Research Studies Should Include Cardiovascular, Maternal, Fetal, Obstetric, Patient-centered, and Psychosocial Outcomes to Address a Multidimensional Problem
Research has helped illustrate the problem, the burden of disease and to counsel patients more effectively about risk. Risk assessment is undergoing a dynamic change as we improve in our treatment and multidisciplinary management of the pregnant cardiac patient. For example, pulmonary hypertension, often fatal in pregnancy, has improved survival with evolving treatment protocols.7,8 However, there are many gaps that remain in our knowledge, particularly in the fetal outcomes of these high-risk women. For example, there are few studies that summarize predictors of feto-neonatal complications, one by recurrent maternal arrhythmias9 and the other by maternal cardiac output,10 but additional research is needed.

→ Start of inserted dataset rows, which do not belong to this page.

PR #433, opened 2020-11-10
Native Simulator: change prereq check in state injection to return false instead of throw

irinayat-MS:
I misunderstood specifications of PrepareArbitraryState. The API guarantees that if the qubits, the state is being injected for, are unentangled and each is in state |0>, then they will be transformed into the requested state, otherwise, the API will perform _a valid albeit undefined_ unitary operator but it shouldn't throw.

Considered options:
1. Ignore the failed prereq and apply the same logic as we have now for state update -> Cannot do this, because it might end up not being a unitary operation in the partial state injection case (*)
2. Do nothing (apply identity transform to the state) -> We currently rely on Q# to do adjoint operator, which means the base and adjoint must match but they wouldn't in this case (**)
3. Bail out and let Q# know that it has to do the quantum state preparation -> implemented in this change

(*) Given how state setting is implemented now. Conceivably, there might be other algorithms that are both efficient and guarantee unitariness even if prereqs aren't satisfied? Also, could we still do this for total state injection?
(**) I don't believe it's easy/efficient to implement emulation of adjoint state prep, but even if it were, the unitary we apply cannot depend on the state of qubits because the base/adjoint might be applied in different states.

Note: The bug was found in course of reviewing https://github.com/microsoft/QuantumLibraries/pull/370


irinayat-MS:
Oops. Wrong branch. Will republish the PR in a moment.

Issue #436, opened 2020-11-12
Change IWorkspace.GetSasUriAsync return type to Task<Uri>


mirounga:
** Please describe what you would like the feature to accomplish.**
Currently the method returns string that is immediately converted to Uri object by the callers.
I suggest keeping it strongly typed and use the Uri class throughout.

** Describe the solution you'd like **
Change the return type to Task<Uri>

** Describe alternatives you've considered **

** Additional context **

bettinaheim:
That seems reasonable, thanks for filing.

PR #438, opened 2020-11-12
Using Uri class to represent URI

mirounga:
Fix for issue #436


bettinaheim:
@mirounga Thanks for implementing this change!
@cesarzc Could you please take a quick look and advice on integration with the service?

src/Azure/Azure.Quantum.Client/generated/Models/SasUriResponse.cs
```diff
@@ -10,8 +10,8 @@
 
 namespace Microsoft.Azure.Quantum.Client.Models
 {
+    using System;
```
george-moussa, line 13: this file is auto-generated from swagger, we should see if swagger can generate Uri directly but editing manually will be overwritten by next version

src/Azure/Azure.Quantum.Client/generated/Models/JobDetails.cs
```diff
@@ -12,6 +12,7 @@ namespace Microsoft.Azure.Quantum.Client.Models
 {
     using Microsoft.Rest;
```
george-moussa, line 13: Same for this file, it's auto-generated

PR #441, opened 2020-11-14
Add --location option to standalone executable submit command

cesarzc:
This change adds a `--location` option to the standalone executable `submit` command. This new option provides the ability to specify the location of the default endpoint.


src/Simulation/EntryPointDriver/Driver.cs
```diff
@@ -253,6 +255,12 @@ internal static class Driver
         internal static readonly OptionInfo<Uri?> BaseUriOption = new OptionInfo<Uri?>(
             ImmutableList.Create("--base-uri"), default, "The base URI of the Azure Quantum endpoint.");
 
+        /// <summary>
+        /// The base URI option.
+        /// </summary>
+        internal static readonly OptionInfo<string?> LocationOption = new OptionInfo<string?>(
+            ImmutableList.Create("--location"), default, "The location to use with the default endpoint.");
```
anpaz, line 262: You should indicate what the default is (westus) in the help message, or does that happen automatically?

anpaz (approved):

anpaz:
I don't see where the default location gets applied. Just wanted to make sure it is indeed optional and if not provided we're using westus.

src/Simulation/EntryPointDriver/Azure.cs
```diff
@@ -267,10 +272,27 @@ internal sealed class AzureSettings
...
+                return AadToken is null
+                    ? new Workspace(Subscription, ResourceGroup, Workspace, baseUri: BaseUri)
+                    : new Workspace(Subscription, ResourceGroup, Workspace, AadToken, baseUri: BaseUri);
+            }
+            else if (Location != null)
+            {
+                return AadToken is null
+                    ? new Workspace(Subscription, ResourceGroup, Workspace, location: Location)
+                    : new Workspace(Subscription, ResourceGroup, Workspace, AadToken, location: Location);
+            }
```
samarsha, line 288: Can we make the `--base-uri` and `--location` options mutually exclusive (i.e. providing both of them is an error) rather than ignoring `--location` if `--base-uri` is provided?

src/Simulation/EntryPointDriver/Driver.cs
cesarzc: Since in principle the driver itself is agnostic about the default endpoint, I think it should also be agnostic about the default location. I added the default location and endpoint in the `Constants` class in `src/Azure/Azure.Quantum.Client/Utility/Constants.cs`.

src/Simulation/EntryPointDriver/Azure.cs
cesarzc: I added the validation to the `submit` command that makes `--base-uri` and `--location` mutually exclusive. Since the validation now throws an error when message when both options are included, I think it is ok to leave this logic as is since the `AzureSettings` object is kind of independent and this logic expresses the settings' precedence.

cesarzc:
> 
> 
> I don't see where the default location gets applied. Just wanted to make sure it is indeed optional and if not provided we're using westus.

The default is applied when creating the Workspace. It can be seen in the constructors at `src/Azure/Azure.Quantum.Client/JobManagement/Workspace.cs`.

src/Azure/Azure.Quantum.Client/JobManagement/Workspace.cs
```diff
@@ -267,5 +313,8 @@ public async Task<string> GetSasUriAsync(string containerName, string blobName =
                 jobId,
                 inner);
         }
+
+        private static string NormalizeLocation(string location) =>
+            string.Concat(location.Where(c => !char.IsWhiteSpace(c))).ToLower();
```
rmshaffer, line 318: In IQ#, we also check that the resulting string is a valid hostname. Otherwise the `Uri` that is created may be invalid or point to some totally different domain. (e.g., imagine the user provides `mydomain.com/quantum` as a `--location` parameter.) See here:
https://github.com/microsoft/iqsharp/blob/a31142b969f4c49b82338c3ea61b8edbde339d52/src/AzureClient/AzureEnvironment.cs#L73-L78
Obviously this is purely a usability thing, not a security thing, since the user already has the ability to override the URI via `--base-uri`. Up to you whether you want to do that.

src/Simulation/EntryPointDriver/Options.cs
```diff
@@ -80,5 +80,36 @@ public static Option<T> CreateOption<T>(string name, string description)
                     Arity = ArgumentArity.OneOrMore
                 }
             };
+
+        /// <summary>
+        /// Creates a prefix and alias tuple from a string representing an option alias provided through the command line
+        /// following the convention that muti-character aliases start with '--' and single-character aliases start with '-'.
+        /// </summary>
+        /// <param name="commandLineAlias">Option alias provided through the command line.</param>
+        /// <returns>TODO.</returns>
```
rmshaffer, line 89: Reminder that there is a `TODO` here.

rmshaffer (approved):

src/Azure/Azure.Quantum.Client/JobManagement/Workspace.cs
samarsha, line 318: Why is whitespace not allowed but other invalid URI characters are?

src/Simulation/EntryPointDriver/Driver.cs
```diff
@@ -99,11 +100,15 @@ public async Task<int> Run(string[] args)
...
             AddOptionIfAvailable(submit, BaseUriOption);
+            AddOptionIfAvailable(submit, LocationOption);
             AddOptionIfAvailable(submit, JobNameOption);
             AddOptionIfAvailable(submit, ShotsOption);
             AddOptionIfAvailable(submit, OutputOption);
             AddOptionIfAvailable(submit, DryRunOption);
             AddOptionIfAvailable(submit, VerboseOption);
+            MarkOptionsAsMutuallyExclusive(
+                submit, 
+                new[] { BaseUriOption.Aliases.First(), LocationOption.Aliases.First()});
```
samarsha, line 111:
```suggestion
                new[] { BaseUriOption.Aliases.First(), LocationOption.Aliases.First() });
```

src/Simulation/EntryPointDriver/Driver.cs
```diff
@@ -208,6 +214,41 @@ private void AddOptionIfAvailable<T>(Command command, OptionInfo<T> option)
...
+        /// Adds a validator to the command such that the specified options cannot be simultaneously included.
+        /// </summary>
+        /// <param name="command">The command to add the validator to.</param>
+        /// <param name="primaryAliases">The primary aliases of the options to be marked as mutually exclusive.</param>
+        /// <remarks>Options must already be added to the command before invoking this method.</remarks>
+        private void MarkOptionsAsMutuallyExclusive(Command command, string[] primaryAliases) =>
+            command.AddValidator(result =>
+            {
+                var presentAliases = new List<string>();
+                foreach(var rawAlias in primaryAliases)
```
samarsha, line 228:
```suggestion
                foreach (var rawAlias in primaryAliases)
```

src/Simulation/EntryPointDriver/Options.cs
```diff
@@ -80,5 +80,36 @@ public static Option<T> CreateOption<T>(string name, string description)
...
+        internal static Tuple<string, string> PrefixAliasTuple(string commandLineAlias)
```
samarsha, line 90:
```suggestion
        internal static (string, string) PrefixAliasTuple(string commandLineAlias)
```

src/Simulation/EntryPointDriver/Options.cs
```diff
@@ -80,5 +80,36 @@ public static Option<T> CreateOption<T>(string name, string description)
...
+                prefix = singleCharacterAliasPrefix;
+                alias = commandLineAlias.Substring(prefix.Length);
+            }
+            else
+            {
+                prefix = commandLineAlias.Length > 1 ? multiCharacterAliasPrefix : singleCharacterAliasPrefix;
+                alias = commandLineAlias;
+            }
+
+            return new Tuple<string, string>(prefix, alias);
```
samarsha, line 112:
```suggestion
            return (prefix, alias);
```

src/Simulation/EntryPointDriver/Driver.cs
```diff
@@ -208,6 +214,41 @@ private void AddOptionIfAvailable<T>(Command command, OptionInfo<T> option)
                     $"The required option {option.Aliases.First()} conflicts with an entry point parameter name.");
             }
         }
+
+        /// <summary>
+        /// Adds a validator to the command such that the specified options cannot be simultaneously included.
+        /// </summary>
+        /// <param name="command">The command to add the validator to.</param>
+        /// <param name="primaryAliases">The primary aliases of the options to be marked as mutually exclusive.</param>
+        /// <remarks>Options must already be added to the command before invoking this method.</remarks>
```
samarsha, line 223: I'm not sure that this remarks section is true - as long as the validator is added before the command line is parsed, I don't think the order relative to the options being added matters?

src/Simulation/EntryPointDriver/Driver.cs
```diff
@@ -208,6 +214,41 @@ private void AddOptionIfAvailable<T>(Command command, OptionInfo<T> option)
...
+        private void MarkOptionsAsMutuallyExclusive(Command command, string[] primaryAliases) =>
+            command.AddValidator(result =>
+            {
+                var presentAliases = new List<string>();
+                foreach(var rawAlias in primaryAliases)
+                {
+                    var (prefix, alias) = Options.PrefixAliasTuple(rawAlias);
+                    var option = command.Options.Where(o => o.Aliases.Contains(alias)).FirstOrDefault();
```
samarsha, line 231: I think if instead of `o.Aliases`, you used `o.RawAliases` which includes the `--` or `-`, you could do this without needing `PrefixAliasTuple`?

src/Simulation/EntryPointDriver/Driver.cs
```diff
@@ -208,6 +214,41 @@ private void AddOptionIfAvailable<T>(Command command, OptionInfo<T> option)
...
+                    if (option == null)
+                    {
+                        continue;
+                    }
+
+                    var presentAlias = option.Aliases.Where(a => result.Children.Contains(a)).FirstOrDefault();
```
samarsha, line 237:
```suggestion
                    var presentAlias = option.Aliases.Where(result.Children.Contains).FirstOrDefault();
```

src/Simulation/EntryPointDriver/Driver.cs
```diff
@@ -208,6 +214,41 @@ private void AddOptionIfAvailable<T>(Command command, OptionInfo<T> option)
...
+                    if ((!string.IsNullOrEmpty(presentAlias)) &&
+                        (result.Children.GetByAlias(presentAlias).Tokens.Count > 0))
```
samarsha, line 239:
```suggestion
                    if (!string.IsNullOrEmpty(presentAlias) &&
                        result.Children.GetByAlias(presentAlias).Tokens.Count > 0)
```

src/Simulation/EntryPointDriver/Azure.cs
samarsha: Thanks. Can you state the precedence in the doc comments for the `BaseUri` and `Location` properties?

src/Azure/Azure.Quantum.Client/JobManagement/Workspace.cs
cesarzc: Removing whitespace characters was part of the feature specification and I will incorporate Ryan's suggestion of additionally checking it is a valid location through Uri.CheckHostName.

cesarzc: That's a good point, thanks for the suggestion, I'll incorporate it :)

src/Simulation/EntryPointDriver/Driver.cs
cesarzc: You are right! Thanks for catching this, I will remove the remarks section.

src/Simulation/EntryPointDriver/Driver.cs
cesarzc: Possibly, I was not aware of the RawAliases property. I'll give it a try and as you mentioned maybe the PrefixAliasTuple is not needed anymore.

src/Simulation/EntryPointDriver/Options.cs
cesarzc: Thanks for the catch!

src/Simulation/EntryPointDriver/Azure.cs
cesarzc: Added precedence to the doc comments of both properties.

src/Simulation/EntryPointDriver/Options.cs
cesarzc: Your suggestion of using the `RawAliases` property made this no longer needed :)

src/Simulation/EntryPointDriver/Options.cs
cesarzc: No longer needed \o/

src/Simulation/EntryPointDriver/Driver.cs
cesarzc: Updated.

src/Simulation/EntryPointDriver/Driver.cs
cesarzc: Using `o.RawAliases` now.

src/Simulation/EntryPointDriver/Options.cs
cesarzc: This method was removed in the latest iteration since it was no longer needed.

src/Azure/Azure.Quantum.Client/JobManagement/Workspace.cs
samarsha: Is there a link to the feature specification?

src/Simulation/EntryPointDriver/Azure.cs
```diff
@@ -235,9 +235,16 @@ internal sealed class AzureSettings
 
         /// <summary>
         /// The base URI of the Azure Quantum endpoint.
+        /// If both BaseUri and Location properties are not null, BaseUri takes precedence.
```
samarsha, line 238: The tags can help make sure the doc comment stays up to date if the property names change in the future:

```suggestion
        /// If both <see cref="BaseUri"/> and <see cref="Location"/> properties are not null, <see cref="BaseUri"/> takes precedence.
```

src/Simulation/EntryPointDriver/Azure.cs
```diff
@@ -235,9 +235,16 @@ internal sealed class AzureSettings
...
         /// </summary>
         public Uri? BaseUri { get; set; }
 
+        /// <summary>
+        /// The location to use with the default Azure Quantum endpoint.
+        /// If both BaseUri and Location properties are not null, BaseUri takes precedence.
```
samarsha, line 244:
```suggestion
        /// If both <see cref="BaseUri"/> and <see cref="Location"/> properties are not null, <see cref="BaseUri"/> takes precedence.
```

src/Simulation/EntryPointDriver/Driver.cs
```diff
@@ -208,6 +214,39 @@ private void AddOptionIfAvailable<T>(Command command, OptionInfo<T> option)
...
+                var presentAliases = new List<string>();
+                foreach (var rawAlias in primaryAliases)
+                {
+                    var option = command.Options.Where(o => o.RawAliases.Contains(rawAlias)).FirstOrDefault();
+                    if (option == null)
+                    {
+                        continue;
+                    }
+
+                    var presentAlias = option.RawAliases.Where(result.Children.Contains).FirstOrDefault();
```
samarsha, line 235:
```suggestion
                    var presentAlias = option?.RawAliases.Where(result.Children.Contains).FirstOrDefault();
```

samarsha (approved):

src/Azure/Azure.Quantum.Client/JobManagement/Workspace.cs
cesarzc: I added a validator to the location which passes the normalized value provided by the user to the `Uri.CheckHostName` method to verify it.

I sent a link to you regarding the details on the whitespace :)

cesarzc: This verification is now done through a validator in the command line option itself.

Although there are several retrospective cohort studies, case series, and case reports on pregnant patients with cardiac disease, there are fewer prospective cohort studies and randomized controlled trials due to overall rarity and diversity of disease. Recent success in understanding PPCM is an example of how multicenter collaboration is vital for effective research in this regard. Research on the genetics of PPCM drew from 6 different cohorts both nationally and internationally, finding that there is a genetic predisposition.11 The Investigations of Pregnancy Associated Cardiomyopathy prospective study of women diagnosed with PPCM, included 30 centers and enrolled 100 women.12 A report on outcomes from bromocriptine treatment for PPCM has mobilized debate and is a motivation for more investigation with randomized trials.13 Multidisciplinary research drawing from various perspectives, including the patient experience as well as consideration of socioeconomic and race/ethnic disparities, would afford deeper understanding of the various contributors to genetics of disease, mortality, as well as patient motivation for future pregnancy in this high-risk birthing population. Joint MFM-Cardiology Programs naturally facilitate quantitative and qualitative research by bridging disciplines; provide a platform for continuing medical education and training opportunities for students, residents and fellows coming from pediatrics, medicine, obstetrics, and cardiology.
In conclusion, the alarming and devastating observation of rising cardiovascular mortality in the peripartum period, should be an impetus for obstetricians and cardiologists to take up the call to action in a coordinated effort. A Joint MFM-Cardiology Program, also known as the Cardio Obstetric team, is a model strategy devised to rapidly implement a potential solution.